Now there’s a growing fight between AI crawlers and the people who hate them, who are using aggressive technology and financial demands to punch back. This battle will help decide whether there’s room for both AI and the websites that you rely on.
Why websites object to AI crawlers
Bots have been an internet fixture for decades.
Google’s crawlers regularly grab parts of websites to organise the information into its search results. The Internet Archive’s crawlers save snapshots of websites over time to catalogue internet history.
Website owners have beefs with those automated programmes, but Google crawlers in particular are generally considered a mutually beneficial relationship.
Google crawls and catalogues websites to feed its search engine, and in return websites are found by the billions of people using Google search.
But experts say that AI crawling – which has exploded since the 2022 public debut of ChatGPT kicked off an AI boom – is more problematic in two ways.
Firstly, some websites doubt that they will benefit from AI crawlers grabbing their information to “train” AI or to reply to people’s chatbot questions.

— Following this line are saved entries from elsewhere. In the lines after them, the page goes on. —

PR #10844, opened 2021-03-23
Fix agent crash when executing data query with context and non-existing chart_label_key

stelfrag:
##### Summary
Fix an agent crash when executing a data query with a context and chart_label_key that does not exist.

The extended functionality of chart label key is not supported for archived queries for now. 

This PR will ignore non-matching chart labels keys that do not exist in active (in-memory charts) and do no
attempt to access the sqlite metadata

##### Component Name
database, web

##### Test Plan
- Compile agent from master and execute
  `http://localhost:19999/api/v1/data?context=system.cpu&options=jsonwrap&chart_label_key=this_breaks`
- Apply the PR and try again


underhood (approved):
Seems to do as the label advertises

MrZammler (approved):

Secondly, many websites say AI companies’ crawlers act like unpredictable greedy jerks in ways that can break websites or drive up their costs.
Michael Weinberg, co-director of the GLAM-E Lab that works with museums, academic archives, and other cultural institutions, said traditional crawlers like those from Google search typically sip doses of website information in fairly regular intervals and blend in with human users.
By contrast, AI crawlers might gobble a bunch of text, images and videos to download from a website all within minutes or hours.
As a result, some cultural organisations have suddenly found their websites straining or busted because of AI crawler swarms, Weinberg detailed in a June report.
The University of North Carolina at Chapel Hill, for example, recently said AI crawlers drove five times the usual number of simultaneous searches of its online library catalogue, “overloading the system and triggering glitches”.
Even one of the world’s most popular websites, Wikipedia, said in April that a huge surge of visits from AI crawlers forced the site to spend more money and scramble to remain online for users.
“The sheer amount of traffic generated by crawlers causes a strain on the underlying infrastructure that keeps our sites available for everyone,” said a spokesperson for the Wikimedia Foundation, the non-profit that oversees Wikipedia.
AI crawlers vs crawler blockers
Eric Holscher, co-founder of Read the Docs, an online project for software developers, echoed many other website owners in saying that his biggest concerns about AI crawlers are fairness and survival.
Holscher, Wikipedia, and other website publishers say that when chatbots spit out AI-generated replies or improve their computer systems with the websites’ information but don’t link to them as Google search does, it deprives sites of valuable brand recognition or online visits that are their lifeblood.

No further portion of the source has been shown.